[Problem statement] Could you restate word for word every line of the records below, from the first one to the one holding "X-ChromeLogger-Data or X-ChromePhp-Data"?
-- Opening Marker --
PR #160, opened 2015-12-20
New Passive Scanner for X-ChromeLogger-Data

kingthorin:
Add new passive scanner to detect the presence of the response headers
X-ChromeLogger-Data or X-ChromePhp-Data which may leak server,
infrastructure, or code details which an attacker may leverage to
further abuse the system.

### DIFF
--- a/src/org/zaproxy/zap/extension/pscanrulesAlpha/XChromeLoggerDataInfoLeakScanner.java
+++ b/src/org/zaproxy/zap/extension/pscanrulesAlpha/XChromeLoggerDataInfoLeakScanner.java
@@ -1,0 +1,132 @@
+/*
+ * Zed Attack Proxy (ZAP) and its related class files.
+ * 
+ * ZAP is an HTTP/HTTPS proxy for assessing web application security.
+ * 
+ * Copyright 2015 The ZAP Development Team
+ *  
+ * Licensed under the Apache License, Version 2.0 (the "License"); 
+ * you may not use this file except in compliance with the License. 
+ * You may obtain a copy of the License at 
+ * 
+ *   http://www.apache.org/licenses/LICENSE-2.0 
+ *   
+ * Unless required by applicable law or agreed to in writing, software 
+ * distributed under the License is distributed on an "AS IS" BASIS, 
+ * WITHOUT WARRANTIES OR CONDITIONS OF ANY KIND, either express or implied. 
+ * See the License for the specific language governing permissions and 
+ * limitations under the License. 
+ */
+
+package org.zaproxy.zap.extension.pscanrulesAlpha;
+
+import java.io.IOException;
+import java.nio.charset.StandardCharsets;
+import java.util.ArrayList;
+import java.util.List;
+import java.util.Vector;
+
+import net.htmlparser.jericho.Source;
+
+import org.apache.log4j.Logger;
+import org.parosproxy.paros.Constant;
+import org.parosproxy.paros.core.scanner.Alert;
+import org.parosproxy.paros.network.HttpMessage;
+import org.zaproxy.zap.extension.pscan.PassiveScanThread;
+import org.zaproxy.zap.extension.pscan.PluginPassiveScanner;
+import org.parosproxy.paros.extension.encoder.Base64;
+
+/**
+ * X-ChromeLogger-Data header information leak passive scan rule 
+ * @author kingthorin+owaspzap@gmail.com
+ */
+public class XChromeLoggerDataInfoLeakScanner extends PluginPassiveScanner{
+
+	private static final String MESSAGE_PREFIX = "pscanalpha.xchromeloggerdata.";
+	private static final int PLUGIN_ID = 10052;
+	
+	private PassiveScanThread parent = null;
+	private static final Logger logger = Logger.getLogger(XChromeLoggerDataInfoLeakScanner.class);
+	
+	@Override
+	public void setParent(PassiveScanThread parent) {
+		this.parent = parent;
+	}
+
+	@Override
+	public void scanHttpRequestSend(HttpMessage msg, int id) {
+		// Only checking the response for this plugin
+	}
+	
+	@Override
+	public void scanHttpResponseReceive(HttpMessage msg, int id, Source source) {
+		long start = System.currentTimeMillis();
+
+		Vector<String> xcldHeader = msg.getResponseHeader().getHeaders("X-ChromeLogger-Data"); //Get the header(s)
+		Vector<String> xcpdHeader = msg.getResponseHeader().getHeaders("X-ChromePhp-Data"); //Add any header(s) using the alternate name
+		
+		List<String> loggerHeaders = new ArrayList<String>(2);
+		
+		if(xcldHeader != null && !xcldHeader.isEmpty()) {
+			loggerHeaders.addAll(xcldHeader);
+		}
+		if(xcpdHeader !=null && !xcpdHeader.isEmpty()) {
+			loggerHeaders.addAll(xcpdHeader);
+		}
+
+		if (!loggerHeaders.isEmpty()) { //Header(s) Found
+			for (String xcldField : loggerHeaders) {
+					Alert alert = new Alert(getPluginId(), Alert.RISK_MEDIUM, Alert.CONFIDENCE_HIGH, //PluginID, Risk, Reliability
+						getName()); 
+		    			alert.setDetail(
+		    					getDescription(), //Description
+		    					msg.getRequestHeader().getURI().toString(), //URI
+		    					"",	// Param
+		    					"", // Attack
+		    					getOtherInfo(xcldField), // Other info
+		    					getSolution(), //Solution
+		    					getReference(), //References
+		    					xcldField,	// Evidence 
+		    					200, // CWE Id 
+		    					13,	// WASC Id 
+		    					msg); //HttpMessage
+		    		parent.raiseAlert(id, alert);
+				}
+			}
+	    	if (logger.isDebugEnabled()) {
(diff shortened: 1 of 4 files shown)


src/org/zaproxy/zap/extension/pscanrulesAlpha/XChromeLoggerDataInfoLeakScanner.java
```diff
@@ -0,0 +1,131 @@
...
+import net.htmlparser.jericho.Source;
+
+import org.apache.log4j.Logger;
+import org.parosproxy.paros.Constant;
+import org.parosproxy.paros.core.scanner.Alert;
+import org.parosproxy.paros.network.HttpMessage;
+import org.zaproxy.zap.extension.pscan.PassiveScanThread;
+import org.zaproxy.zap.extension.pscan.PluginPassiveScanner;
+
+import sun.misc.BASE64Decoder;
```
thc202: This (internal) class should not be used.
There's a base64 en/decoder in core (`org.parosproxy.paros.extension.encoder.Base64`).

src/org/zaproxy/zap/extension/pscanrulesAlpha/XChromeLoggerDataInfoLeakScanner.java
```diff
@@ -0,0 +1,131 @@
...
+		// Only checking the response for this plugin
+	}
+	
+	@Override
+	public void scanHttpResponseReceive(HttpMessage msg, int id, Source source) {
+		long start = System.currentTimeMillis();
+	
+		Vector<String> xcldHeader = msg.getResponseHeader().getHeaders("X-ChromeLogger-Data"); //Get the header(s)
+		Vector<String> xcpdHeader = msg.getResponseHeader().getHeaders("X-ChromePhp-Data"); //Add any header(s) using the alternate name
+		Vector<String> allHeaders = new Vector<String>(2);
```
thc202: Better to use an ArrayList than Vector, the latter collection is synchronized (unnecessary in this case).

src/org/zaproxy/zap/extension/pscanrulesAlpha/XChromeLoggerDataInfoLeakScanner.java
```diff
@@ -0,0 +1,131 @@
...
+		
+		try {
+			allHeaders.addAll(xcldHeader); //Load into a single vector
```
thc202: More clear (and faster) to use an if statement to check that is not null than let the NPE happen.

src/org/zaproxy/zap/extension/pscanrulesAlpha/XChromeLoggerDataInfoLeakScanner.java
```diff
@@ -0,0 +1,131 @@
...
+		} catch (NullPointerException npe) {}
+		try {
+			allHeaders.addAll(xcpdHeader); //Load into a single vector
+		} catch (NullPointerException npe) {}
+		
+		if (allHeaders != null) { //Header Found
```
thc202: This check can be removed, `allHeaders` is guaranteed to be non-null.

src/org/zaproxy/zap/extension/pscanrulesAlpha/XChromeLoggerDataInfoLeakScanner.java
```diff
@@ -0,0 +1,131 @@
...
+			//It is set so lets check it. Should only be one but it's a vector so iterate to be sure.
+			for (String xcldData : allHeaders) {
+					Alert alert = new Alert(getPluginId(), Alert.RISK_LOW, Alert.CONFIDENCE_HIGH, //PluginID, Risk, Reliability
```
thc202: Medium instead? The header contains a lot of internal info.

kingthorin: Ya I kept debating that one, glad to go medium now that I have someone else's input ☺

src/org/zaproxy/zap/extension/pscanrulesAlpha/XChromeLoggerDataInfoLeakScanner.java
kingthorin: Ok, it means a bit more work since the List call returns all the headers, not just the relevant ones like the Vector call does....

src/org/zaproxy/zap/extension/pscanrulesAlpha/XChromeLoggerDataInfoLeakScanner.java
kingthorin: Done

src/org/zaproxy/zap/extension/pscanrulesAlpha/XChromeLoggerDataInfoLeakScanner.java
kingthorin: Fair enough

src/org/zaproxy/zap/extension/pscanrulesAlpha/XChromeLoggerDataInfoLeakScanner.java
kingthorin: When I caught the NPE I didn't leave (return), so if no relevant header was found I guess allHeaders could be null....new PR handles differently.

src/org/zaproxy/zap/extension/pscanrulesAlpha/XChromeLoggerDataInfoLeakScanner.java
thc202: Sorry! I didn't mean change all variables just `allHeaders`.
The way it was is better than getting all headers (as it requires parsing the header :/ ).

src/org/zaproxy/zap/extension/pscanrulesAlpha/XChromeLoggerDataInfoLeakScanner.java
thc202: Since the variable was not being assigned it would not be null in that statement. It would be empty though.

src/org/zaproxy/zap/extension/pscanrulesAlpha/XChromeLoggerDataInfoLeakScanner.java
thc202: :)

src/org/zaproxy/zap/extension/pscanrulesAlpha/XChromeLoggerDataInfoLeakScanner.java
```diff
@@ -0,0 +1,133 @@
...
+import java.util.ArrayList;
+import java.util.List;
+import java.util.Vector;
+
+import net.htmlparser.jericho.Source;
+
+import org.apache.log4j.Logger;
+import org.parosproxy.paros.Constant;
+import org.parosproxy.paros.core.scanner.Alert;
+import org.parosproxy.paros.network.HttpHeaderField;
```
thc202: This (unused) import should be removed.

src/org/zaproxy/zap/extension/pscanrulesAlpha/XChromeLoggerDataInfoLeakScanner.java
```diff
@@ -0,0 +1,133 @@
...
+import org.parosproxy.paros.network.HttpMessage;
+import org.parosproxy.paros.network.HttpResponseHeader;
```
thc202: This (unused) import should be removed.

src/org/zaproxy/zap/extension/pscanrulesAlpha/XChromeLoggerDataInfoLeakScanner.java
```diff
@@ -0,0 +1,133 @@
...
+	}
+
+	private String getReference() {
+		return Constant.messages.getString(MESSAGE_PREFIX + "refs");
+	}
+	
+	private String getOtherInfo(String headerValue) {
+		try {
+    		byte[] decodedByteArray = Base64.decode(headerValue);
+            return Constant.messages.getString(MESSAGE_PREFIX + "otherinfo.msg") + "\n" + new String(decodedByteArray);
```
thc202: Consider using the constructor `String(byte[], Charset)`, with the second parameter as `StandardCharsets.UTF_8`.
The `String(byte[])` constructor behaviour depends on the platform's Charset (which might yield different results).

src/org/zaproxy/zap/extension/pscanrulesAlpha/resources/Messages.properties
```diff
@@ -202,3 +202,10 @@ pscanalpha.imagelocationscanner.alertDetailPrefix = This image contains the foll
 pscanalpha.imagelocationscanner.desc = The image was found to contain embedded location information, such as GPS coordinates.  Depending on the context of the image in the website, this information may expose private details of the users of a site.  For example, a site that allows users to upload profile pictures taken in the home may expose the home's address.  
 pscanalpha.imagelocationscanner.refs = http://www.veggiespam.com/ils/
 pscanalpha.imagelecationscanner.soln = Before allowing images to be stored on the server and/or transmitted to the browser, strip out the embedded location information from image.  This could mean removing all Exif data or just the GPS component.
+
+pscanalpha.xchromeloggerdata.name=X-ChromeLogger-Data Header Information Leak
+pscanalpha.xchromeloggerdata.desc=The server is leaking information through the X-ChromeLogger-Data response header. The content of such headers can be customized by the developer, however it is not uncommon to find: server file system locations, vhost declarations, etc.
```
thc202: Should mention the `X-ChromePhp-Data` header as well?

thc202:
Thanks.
-- Closing Marker --
[Expected answer]
PR #160, opened 2015-12-20
New Passive Scanner for X-ChromeLogger-Data

kingthorin:
Add new passive scanner to detect the presence of the response headers
X-ChromeLogger-Data or X-ChromePhp-Data which may leak server,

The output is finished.